The three other constituent communities of Wahlen (about 900 inhabitants), Scharbach (about 470) and Litzelbach (about 150) are first and foremost recreational resorts.

==Politics==

===Community council===

The municipal election held on 26 March 2006 yielded the following results:

| Parties and voter communities | % 2006 | Seats 2006 | % 2001 | Seats 2001 |
|---|---|---|---|---|
| CDU | 33.2 | 8 | 29.7 | 7 |
| SPD | 33.1 | 7 | 34.2 | 8 |
| Freie Parteilose Wählergruppe Grasellenbach | 25.2 | 6 | 28.6 | 6 |
| GREENS | 8.6 | 2 | 7.6 | 2 |
| Total | 100.0 | 23 | 100.0 | 23 |
| Voter turnout in % | 53.2 |  | 59.5 |  |

===Mayor===
Markus Röth has been mayor of Grasellenbach since 1997.
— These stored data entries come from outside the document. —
Issue #1019, opened 2017-07-19
interrupting/resuming 'rpm-ostree upgrade' multiple times can consume all available disk space


miabbott:
Migrated from projectatomic/rpm-ostree#884

While banging on the interrupt/resume functionality of `rpm-ostree upgrade`, I noticed that I eventually ran out of disk space and was not able to complete the upgrade.

Investigation into what was using all the disk space pointed me in the direction of `/sysroot/ostere/repo/tmp` where it looks like multiple instances of 'fetcher' and 'staging' can be created.

```
# du -h -d 1 /sysroot/ostree/repo/tmp
0       /sysroot/ostree/repo/tmp/cache
27M     /sysroot/ostree/repo/tmp/fetcher-eMI9TC
6.5M    /sysroot/ostree/repo/tmp/staging-36c1069a-9263-4b73-a1a6-38c8744dffde-oqqU1I
30M     /sysroot/ostree/repo/tmp/staging-36c1069a-9263-4b73-a1a6-38c8744dffde-Gx7br4
88M     /sysroot/ostree/repo/tmp/staging-36c1069a-9263-4b73-a1a6-38c8744dffde-ns3s0n
32M     /sysroot/ostree/repo/tmp/fetcher-gfyB14
67M     /sysroot/ostree/repo/tmp/fetcher-R4WjmE
134M    /sysroot/ostree/repo/tmp/staging-36c1069a-9263-4b73-a1a6-38c8744dffde-QEPW3Y
251M    /sysroot/ostree/repo/tmp/staging-36c1069a-9263-4b73-a1a6-38c8744dffde-tP0nLh
20M     /sysroot/ostree/repo/tmp/fetcher-CKfrZN
76M     /sysroot/ostree/repo/tmp/fetcher-cMgwDr
13M     /sysroot/ostree/repo/tmp/fetcher-hrAlhP
573M    /sysroot/ostree/repo/tmp/staging-36c1069a-9263-4b73-a1a6-38c8744dffde-jDOqLz
2.1M    /sysroot/ostree/repo/tmp/fetcher-prjXz4
39M     /sysroot/ostree/repo/tmp/staging-36c1069a-9263-4b73-a1a6-38c8744dffde-KbktZR
29M     /sysroot/ostree/repo/tmp/fetcher-NH92DT
1.4G    /sysroot/ostree/repo/tmp
```

[...]

PR #1343, opened 2017-11-15
Slimmer repo locking

dbnicholson:
This is a slimmed down version of the locking in #1292. It contains just the locking push/pop interfaces and internal locking for transactions and pruning. This should hopefully be easier to review and merge and start testing how the locking actually affects real life use cases.

I still intend to add more of the features in #1292, but will wait on review of this PR. Most of the comments in #1292 have been addressed here. I'll add comments back on that PR where applicable.

### DIFF
--- a/Makefile-tests.am
+++ b/Makefile-tests.am
@@ -108,6 +108,7 @@ _installed_or_uninstalled_test_scripts = \
 	tests/test-xattrs.sh \
 	tests/test-auto-summary.sh \
 	tests/test-prune.sh \
+	tests/test-concurrency.py \
 	tests/test-refs.sh \
 	tests/test-demo-buildsystem.sh \
 	tests/test-switchroot.sh \
--- a/src/libostree/ostree-repo-private.h
+++ b/src/libostree/ostree-repo-private.h
@@ -37,6 +37,8 @@ G_BEGIN_DECLS
 #define _OSTREE_MAX_OUTSTANDING_FETCHER_REQUESTS 8
 #define _OSTREE_MAX_OUTSTANDING_DELTAPART_REQUESTS 2
 
+#define _OSTREE_DEFAULT_LOCK_TIMEOUT_SECONDS 30
+
 /* In most cases, writing to disk should be much faster than
  * fetching from the network, so we shouldn't actually hit
  * this. But if using pipelining and e.g. pulling over LAN
@@ -157,6 +159,7 @@ struct OstreeRepo {
   guint64 tmp_expiry_seconds;
   gchar *collection_id;
   gboolean add_remotes_config_dir; /* Add new remotes in remotes.d dir */
+  gint lock_timeout_seconds;
 
   OstreeRepo *parent_repo;
 };
@@ -435,6 +438,23 @@ _ostree_repo_get_remote_inherited (OstreeRepo  *self,
                                    GError     **error);
 
 #ifndef OSTREE_ENABLE_EXPERIMENTAL_API
+
+/* All the locking APIs below are duplicated in ostree-repo.h. Remove the ones
+ * here once it's no longer experimental.
+ */
+
+typedef enum {
+  OSTREE_REPO_LOCK_SHARED,
+  OSTREE_REPO_LOCK_EXCLUSIVE
+} OstreeRepoLockType;
+
+gboolean      ostree_repo_lock_push (OstreeRepo          *self,
+                                     OstreeRepoLockType   lock_type,
+                                     GCancellable        *cancellable,
+                                     GError             **error);
+gboolean      ostree_repo_lock_pop (OstreeRepo    *self,
+                                    GCancellable  *cancellable,
+                                    GError       **error);
 
 const gchar * ostree_repo_get_collection_id (OstreeRepo   *self);
 gboolean      ostree_repo_set_collection_id (OstreeRepo   *self,
--- a/src/libostree/ostree-repo-private.h
+++ b/src/libostree/ostree-repo-private.h
@@ -122,6 +122,7 @@ struct OstreeRepo {
 
   GMutex txn_lock;
   OstreeRepoTxn txn;
+  gboolean txn_locked;
 
   GMutex cache_lock;
   guint dirmeta_cache_refcount;
--- a/src/libostree/ostree-repo-private.h
+++ b/src/libostree/ostree-repo-private.h
@@ -456,6 +456,15 @@ gboolean      ostree_repo_lock_pop (OstreeRepo    *self,
                                     GCancellable  *cancellable,
                                     GError       **error);
 
+typedef OstreeRepo OstreeRepoAutoLock;
+
+OstreeRepoAutoLock * ostree_repo_auto_lock_push (OstreeRepo          *self,
+                                                 OstreeRepoLockType   lock_type,
+                                                 GCancellable        *cancellable,
+                                                 GError             **error);
+void          ostree_repo_auto_lock_cleanup (OstreeRepoAutoLock *lock);
+G_DEFINE_AUTOPTR_CLEANUP_FUNC (OstreeRepoAutoLock, ostree_repo_auto_lock_cleanup)
+
 const gchar * ostree_repo_get_collection_id (OstreeRepo   *self);
 gboolean      ostree_repo_set_collection_id (OstreeRepo   *self,
                                              const gchar  *collection_id,
--- a/src/libostree/ostree-repo-prune.c
+++ b/src/libostree/ostree-repo-prune.c
@@ -23,6 +23,7 @@
 
 #include "ostree-core-private.h"
 #include "ostree-repo-private.h"
+#include "ostree-autocleanups.h"
 #include "otutil.h"
 
 typedef struct {
@@ -160,12 +161,20 @@ _ostree_repo_prune_tmp (OstreeRepo *self,
  * Prune static deltas, if COMMIT is specified then delete static delta files only
  * targeting that commit; otherwise any static delta of non existing commits are
  * deleted.
+ *
+ * This function takes an exclusive lock on the @self repository.
  */
 gboolean
 ostree_repo_prune_static_deltas (OstreeRepo *self, const char *commit,
                                  GCancellable      *cancellable,
                                  GError           **error)
 {
+  g_autoptr(OstreeRepoAutoLock) lock =
+    ostree_repo_auto_lock_push (self, OSTREE_REPO_LOCK_EXCLUSIVE, cancellable,
+                                error);
+  if (!lock)
+    return FALSE;
+
   g_autoptr(GPtrArray) deltas = NULL;
   if (!ostree_repo_list_static_delta_names (self, &deltas,
                                             cancellable, error))
@@ -286,6 +295,8 @@ repo_prune_internal (OstreeRepo        *self,
  * Use the %OSTREE_REPO_PRUNE_FLAGS_NO_PRUNE to just determine
  * statistics on objects that would be deleted, without actually
  * deleting them.
+ *
+ * This function takes an exclusive lock on the @self repository.
  */
 gboolean
 ostree_repo_prune (OstreeRepo        *self,
@@ -297,6 +308,12 @@ ostree_repo_prune (OstreeRepo        *self,
                    GCancellable      *cancellable,
                    GError           **error)
 {
+  g_autoptr(OstreeRepoAutoLock) lock =
+    ostree_repo_auto_lock_push (self, OSTREE_REPO_LOCK_EXCLUSIVE, cancellable,
+                                error);
+  if (!lock)
+    return FALSE;
+
   g_autoptr(GHashTable) objects = NULL;
   gboolean refs_only = flags & OSTREE_REPO_PRUNE_FLAGS_REFS_ONLY;
 
@@ -391,6 +408,8 @@ ostree_repo_prune (OstreeRepo        *self,
  *
  * The %OSTREE_REPO_PRUNE_FLAGS_NO_PRUNE flag may be specified to just determine
  * statistics on objects that would be deleted, without actually deleting them.
+ *
+ * This function takes an exclusive lock on the @self repository.
  */
 gboolean
 ostree_repo_prune_from_reachable (OstreeRepo        *self,
@@ -401,6 +420,12 @@ ostree_repo_prune_from_reachable (OstreeRepo        *self,
                                   GCancellable      *cancellable,
                                   GError           **error)
 {
+  g_autoptr(OstreeRepoAutoLock) lock =
+    ostree_repo_auto_lock_push (self, OSTREE_REPO_LOCK_EXCLUSIVE, cancellable,
+                                error);
+  if (!lock)
+    return FALSE;
+
   g_autoptr(GHashTable) objects = NULL;
 
   if (!ostree_repo_list_objects (self, OSTREE_REPO_LIST_OBJECTS_ALL | OSTREE_REPO_LIST_OBJECTS_NO_PARENTS,
--- a/src/libostree/ostree-repo.c
+++ b/src/libostree/ostree-repo.c
@@ -612,6 +612,66 @@ ostree_repo_lock_pop (OstreeRepo    *self,
     }
 }
 
+/**
+ * ostree_repo_auto_lock_push: (skip)
+ * @self: a #OstreeRepo
+ * @lock_type: the type of lock to acquire
+ * @cancellable: a #GCancellable
+ * @error: a #GError
+ *
+ * Like ostree_repo_lock_push(), but for usage with #OstreeRepoAutoLock.
+ * The intended usage is to declare the #OstreeRepoAutoLock with
+ * g_autoptr() so that ostree_repo_auto_lock_cleanup() is called when it
+ * goes out of scope. This will automatically pop the lock status off
+ * the stack if it was acquired successfully.
+ *
+ * |[<!-- language="C" -->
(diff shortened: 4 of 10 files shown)


src/libostree/ostree-repo-private.h
```diff
@@ -415,6 +419,28 @@ _ostree_repo_get_remote_inherited (OstreeRepo  *self,
 
 #ifndef OSTREE_ENABLE_EXPERIMENTAL_API
 
+typedef enum {
+  OSTREE_REPO_LOCK_SHARED,
+  OSTREE_REPO_LOCK_EXCLUSIVE
+} OstreeRepoLockType;
```
pwithnall: Worthwhile to add a comment mentioning that this is duplicated in `ostree-repo.h`, should be kept in sync, and should be removed when the API graduates from being experimental.

src/libostree/ostree-repo.h
```diff
@@ -107,6 +107,47 @@ OstreeRepo *  ostree_repo_create_at (int             dfd,
 
 #ifdef OSTREE_ENABLE_EXPERIMENTAL_API
 
+/**
+ * OstreeRepoLockType:
+ * The type of repository lock to acquire.
```
pwithnall: Conventionally, this description line goes below the `@` lines. i.e.:
```
/**
 * OstreeRepoLockType:
 * @OSTREE_REPO_…
 * @OSTREE_REPO_…
 *
 * The type of repository lock to acquire.
 *
 * Since: 2017.14
 */
```

src/libostree/ostree-repo.c
```diff
@@ -156,6 +156,531 @@ G_DEFINE_TYPE (OstreeRepo, ostree_repo, G_TYPE_OBJECT)
...
+    {
+      OstreeRepoLockInfo info;
+      repo_lock_info (lock, &info);
+
+      g_debug ("Free lock: state=%s, depth=%u", info.name, info.len);
+      g_queue_free (lock->stack);
+      if (lock->fd >= 0)
+        {
+          g_debug ("Closing repo lock file");
+          (void) close (lock->fd);
```
pwithnall: Do we want to unlink the lock file at any point, for cleanliness?

Although I can’t think of any way that can be race-free, so probably best avoided.

src/libostree/ostree-repo.c
```diff
@@ -156,6 +156,531 @@ G_DEFINE_TYPE (OstreeRepo, ostree_repo, G_TYPE_OBJECT)
...
+    return NULL;
+  return (OstreeRepoAutoLock *)self;
+}
+
+/**
+ * ostree_repo_auto_lock_cleanup: (skip)
+ * @lock: a #OstreeRepoAutoLock
+ *
+ * A cleanup handler for use with ostree_repo_auto_lock_push(). If @lock
+ * is not %NULL, ostree_repo_lock_pop() will be called on it.
```
pwithnall: Nitpick: Should probably mention that if `ostree_repo_lock_pop()` fails, a critical warning will be emitted.

src/libostree/ostree-repo.c
```diff
@@ -517,6 +1042,10 @@ ostree_repo_finalize (GObject *object)
   g_clear_pointer (&self->remotes, g_hash_table_destroy);
   g_mutex_clear (&self->remotes_lock);
 
+  GHashTable *lock_table = g_private_get (&repo_lock_table);
+  if (lock_table)
+    g_hash_table_remove (lock_table, self);
```
pwithnall: Maybe add:
```
if (g_hash_table_size (lock_table) == 0)
  g_private_replace (&repo_lock_table, NULL);
```
to save a bit of memory if `OstreeRepo` is only used sporadically throughout a process’ lifetime.

src/libostree/ostree-repo-private.h
dbnicholson: Good point. I'll add that comment.

src/libostree/ostree-repo.c
dbnicholson: IMO, you never want to unlink the lock file since it breaks the semantics of file descriptor locking. At the kernel level, the lock can only be managed if all the callers are operating on the same inode. If you unlink it, then another process trying to acquire the lock would then lock a different inode and the lock is useless. I can show you a concrete example we hit in the Endless jenkins scripts with flock if you'd like.

GLnxLockFile does unlink, but it then goes to great lengths when acquiring the lock to make sure that the file hasn't been unlinked and loops until that's not the case. I don't think that complexity outweighs the simple "don't delete the lock file" advice.

src/libostree/ostree-repo.c
dbnicholson: Good call.

src/libostree/ostree-repo.c
dbnicholson: Oh, that's nice. I think it's almost always the case that applications are operating on one repository, so keeping the hash table around all the time always bugged me.

src/libostree/ostree-repo.h
dbnicholson: Good call.

src/libostree/ostree-repo.c
pwithnall: > IMO, you never want to unlink the lock file since it breaks the semantics of file descriptor locking. At the kernel level, the lock can only be managed if all the callers are operating on the same inode. If you unlink it, then another process trying to acquire the lock would then lock a different inode and the lock is useless. I can show you a concrete example we hit in the Endless jenkins scripts with flock if you'd like.

Precisely.

> GLnxLockFile does unlink, but it then goes to great lengths when acquiring the lock to make sure that the file hasn't been unlinked and loops until that's not the case. I don't think that complexity outweighs the simple "don't delete the lock file" advice.

I agree with you.

dbnicholson:
This keeps failing in the ci during `distcheck`. I don't know what's up with that. It passes locally for me.

dbnicholson:
Seems the failures are with libcurl. Here's the relevant part of the travis log:
```
n_committers 4 n_pruners 0
Creating tree tree0
Creating tree tree1
PID 29946 ostree --repo=repo commit --fsync=0 -b tree0 --tree=dir=tree0
PID 29947 ostree --repo=repo commit --fsync=0 -b tree0 --tree=dir=tree0
PID 29948 ostree --repo=repo commit --fsync=0 -b tree1 --tree=dir=tree1
PID 29949 ostree --repo=repo commit --fsync=0 -b tree1 --tree=dir=tree1
error: opendir(staging-b8946530-b5b1-428c-95f7-d830efa8cfd2-FZ5kMg): No such fil
e or directory
process 29948 exited with code 1
1..2
bb3f77a722d57118f3ab3aa3bbc4fa7d8e0b0e403672e37efe11b5fc29bdda92
85c0d517f6fb42b821baf62849b752b9affdde8961fd1b3ea3b9515fcff3128d
01239e103532dea86edef4d7ffe918bbd4a380a67e93f5897091a168a74b9056
ERROR: tests/test-concurrency.py - too few tests run (expected 2, got 0)
ERROR: tests/test-concurrency.py - exited with status 1
```
I guess with libcurl the transaction directory is handled differently?

dbnicholson:
Hmm, no. Even the f26-libsoup builder failed in normal `make check`. I think it's possible that the staging directory handling is generally racy.

dbnicholson:
Finally got an error locally after running `test-concurrency.py` repeatedly. My error was a bit different, though:
```
n_committers 4 n_pruners 0
Creating tree tree0
Creating tree tree1
PID 8848 ostree --repo=repo commit --fsync=0 -b tree0 --tree=dir=tree0
PID 8849 ostree --repo=repo commit --fsync=0 -b tree0 --tree=dir=tree0
PID 8850 ostree --repo=repo commit --fsync=0 -b tree1 --tree=dir=tree1
PID 8851 ostree --repo=repo commit --fsync=0 -b tree1 --tree=dir=tree1
error: No such file or directory
process 8849 exited with code 1
```
Now to debug...

dbnicholson:
@cgwalters I think there are problems in `_ostree_repo_allocate_tmpdir` or `GLnxTmpDir`. I'm seeing a process attempt to reuse a staging directory after another one has removed it. Still debugging...

cgwalters:
Yeah :frowning:.  See https://github.com/ostreedev/ostree/issues/1019 which is related - the problem is right now any txn commit cleans up the whole `tmp/` dir in `cleanup_tmpdir()`.  We should probably just seralize that whole function.

dbnicholson:
Yeah, there are definitely issues with how the tmp directories get used, but I just don't understand where the race is. Even if the staging directories are getting wiped, it should be safe as other processes try to lock them. I spent hours trying to debug this and couldn't quite narrow it down.

One very weird thing. Even on a fresh repository, eventually the exact tempdir `staging-8a1d3c00-143b-4283-b43c-b36518df17d8-SZTteF` would get reused by 2 processes and fail. Like the `SZTteF` is supposedly random, but it repeated every time I ran `prune-concurrency.py` in a loop.

dbnicholson:
I think I got a handle on the worst races in the tmpdir allocation. I think I still see an error when I run my stress test for a long time. A more minor issue is libglnx stomping on errno even when it's ignoring errors.

dbnicholson:
Damn, still failed. I guess I'll keep looking at this.

dbnicholson:
Realized the last commit was leaking. Still looking for remaining races, though.

cgwalters:
Let's peel off those last 4 tmpdir commits to a new PR?

dbnicholson:
> Let's peel off those last 4 tmpdir commits to a new PR?

Alright. Opened #1346.

dbnicholson:
Fixed @pwithnall's comments. This still has the tmpdir fixes, but I'll rebase once #1346 lands.

dbnicholson:
Rebased now with the fixups to @pwithnall's comments still not squashed.

@cgwalters I think this is ready for review. I can keep banging on the tempdir races or remove/disable the concurrency test. All the errors I've ever seen are not from the locking.

pwithnall:
Those fixups address my comments nicely. As far as I’m concerned, this can get merged.

Makefile-tests.am
```diff
@@ -35,6 +35,7 @@ AM_TESTS_ENVIRONMENT += OT_TESTS_DEBUG=1 \
 	LD_LIBRARY_PATH=$$(cd $(top_builddir)/.libs && pwd)$${LD_LIBRARY_PATH:+:$${LD_LIBRARY_PATH}} \
 	PATH=$$(cd $(top_builddir)/tests && pwd):$${PATH} \
 	OSTREE_FEATURES="$(OSTREE_FEATURES)" \
+	PYTHONUNBUFFERED=1 \
```
cgwalters: Oh man that problem...

src/libostree/ostree-repo-prune.c
```diff
@@ -160,12 +161,20 @@ _ostree_repo_prune_tmp (OstreeRepo *self,
  * Prune static deltas, if COMMIT is specified then delete static delta files only
  * targeting that commit; otherwise any static delta of non existing commits are
  * deleted.
+ *
+ * This function takes an exclusive lock on the @self repository.
```
cgwalters: These docs will show up in non-experimental builds but...eh, it's fine.

src/libostree/ostree-repo-prune.c
```diff
@@ -160,12 +161,20 @@ _ostree_repo_prune_tmp (OstreeRepo *self,
...
  */
 gboolean
 ostree_repo_prune_static_deltas (OstreeRepo *self, const char *commit,
                                  GCancellable      *cancellable,
                                  GError           **error)
 {
+  g_autoptr(OstreeRepoAutoLock) lock = NULL;
+  lock = ostree_repo_auto_lock_push (self, OSTREE_REPO_LOCK_EXCLUSIVE,
```
cgwalters: In new code we usually do declare-and-init.

src/libostree/ostree-repo.c
```diff
@@ -156,6 +156,532 @@ G_DEFINE_TYPE (OstreeRepo, ostree_repo, G_TYPE_OBJECT)
...
+      lock_table = g_hash_table_new_full (NULL, NULL, NULL,
+                                          (GDestroyNotify)free_repo_lock);
+      g_private_set (&repo_lock_table, lock_table);
+    }
+
+  OstreeRepoLock *lock = g_hash_table_lookup (lock_table, self);
+  if (lock == NULL)
+    {
+      lock = g_new0 (OstreeRepoLock, 1);
+      lock->stack = g_queue_new ();
```
cgwalters: Very minor but we could also inline the queue and `g_queue_init()` right?

src/libostree/ostree-repo-prune.c
dbnicholson: Well, the lock is still taken when the build is not experimental. Only the APIs aren't exposed on non-experimental builds.

src/libostree/ostree-repo-prune.c
dbnicholson: OK. Previously @pwithnall had preferred the lock to be an out parameter, but I kind of like this way. What do you think?

src/libostree/ostree-repo.c
dbnicholson: Hmm, hadn't thought about that. I'll look at it.

dbnicholson: That worked nicely, thanks.

src/libostree/ostree-repo-prune.c
dbnicholson: Left the interface the way it was and just did it in one line like you say.

dbnicholson:
Added a couple more fixups for your comments.

cgwalters:
One other high level concern; we now have two locks, the sysroot and repo.  Let's document somewhere that the locking order is sysroot, then repo?  AFAICS for the ostree cmdline we always grab the sysroot lock before doing anything, and in rpm-ostree we grab it quite early too.

cgwalters:
We can do some fixups like that to do the docs etc after.   Thanks a lot for working on this!  It looks good to me, but I'd like to play some more with it in master.

Looks like there might be concurrency issues in the tests, we'll see.

@rh-atomic-bot r+ 3210ba3

dbnicholson:
@cgwalters Thanks for looking at this! Indeed, the sysroot lock is separate and they should be documented as separate. I'll keep poking at the concurrency issues. I'm pretty sure it's still somewhere in the tmpdir allocation, but I can no longer reproduce the issue on my laptop. I think I'll need to play with a fast machine.

cgwalters:
I reproduced issues pretty quickly by spinning up a few `while true; do sleep 0.1; done&` busyloops along with `while make check TESTS=tests/test-concurrency.py; do : ; done`.  Looking...

cgwalters:
I'm a bit uncertain about timing out after 30s by default.  Feels like this is probably a case where we may want different behavior if the repo is client vs server side at least?  

It'd maximize compatibility if we didn't lock by default; make it easy to opt-in compatibly with an environment variable too?  I have some worries about doing this for NFS repos at least.

On the client side, the sysroot lock effectively covers the repo already, right?  I guess though an issue is people directly using the `ostree` cmdline on the system repo, but I'm not sure how often that happens.

pwithnall:
> On the client side, the sysroot lock effectively covers the repo already, right? I guess though an issue is people directly using the `ostree` cmdline on the system repo, but I'm not sure how often that happens.

The main reason we need this is for the client side, to add the locking between OSTree (for the OS, used within eos-updater) and flatpak, since on Endless OS they currently share the same repo (`/ostree/repo`). flatpak doesn’t use the sysroot lock at all (and shouldn’t).

dbnicholson:
The single global 30 seconds is not ideal, but I couldn't come up with any better default. Let me if you'd like to see something shorter or longer. In my more fully featured PR, the locking (both enablement and timeout) would be able to be controlled by both admins and applications. I'm not sure what heuristic you could apply to determine that a repo is for a client or server system. I suppose you could apply a different heuristic for a sysroot repo.

That said, I think most people in the real world would never hit these timeouts. They interact with applications that manage access to a specific repo coherently. I.e., rpm-ostree and flatpak already have systems that ensure serialized access to shared repositories. In that case, the repo locking isn't much more than a noop since there's never any contention.

I suppose you could make the locking opt-in, but my experience is that you do want it on by default. We've had a never ending stream of systems that can't update because they have missing objects. Mostly this is self inflicted because we joined the OS and flatpak repos, but it's not as if the issue this is fixing is a corner case. There's nothing that prevents 2 ostree applications from running concurrently and screwing each other. We can make this default off upstream if you prefer, though.

The sysroot lock is great if you're only talking about sysroot applications. Doesn't cover ostree or flatpak generally (i.e., gnome-software vs flatpak CLI) and certainly not the Endless grand unified repo :)

cgwalters:
server side = archive repo right?

dbnicholson:
Yeah, we have all archive repos on the server.

cgwalters:
Split off some prep work here https://github.com/ostreedev/ostree/pull/1352

cgwalters:
I think i'd feel more comfortable with this in the short term if locking is opt in; something like `env OSTREE_EX_REPO_LOCKING=1 ostree...`?  The flatpak/ostree-as-host cases are one thing, but we also need to consider archive repos and also "build cache" repos (e.g. `bare-user` repos like I use for staging ostree-as-host builds).

In practice locking makes sense for all of those...I just want to get some more experience with this before we turn it on by default.

cgwalters:
Rebased this.  I'd like to cut 2017.14 though on Monday, and land this and some other PRs immediately after.

cgwalters:
Lock and load!

@rh-atomic-bot r+ f2570ec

==Economy and infrastructure==
The community's livelihood is earned mainly through tourism. To promote this, Grasellenbach has joined the so-called network of Nibelungenstädte – Nibelung Towns. Serving as the grounds for this is the presumption that the legendary figure Siegfried the Dragon Slayer, the main character in the Nibelungenlied, was murdered somewhere near the constituent community of Gras-Ellenbach by Hagen, at the Siegfriedbrunnen (“Siegfried’s Spring”).

===Transport===
Grasellenbach is linked with Autobahn A 5 by Bundesstraße 460.

Buslines run to the railway stations in Heppenheim and Weinheim, which, just like Grasellenbach, belong to the Rhine-Neckar Transport Network (Verkehrsverbund Rhein-Neckar).

Between 1901 and 1983, the constituent community of Wahlen was the terminus of the Überwaldbahn (railway).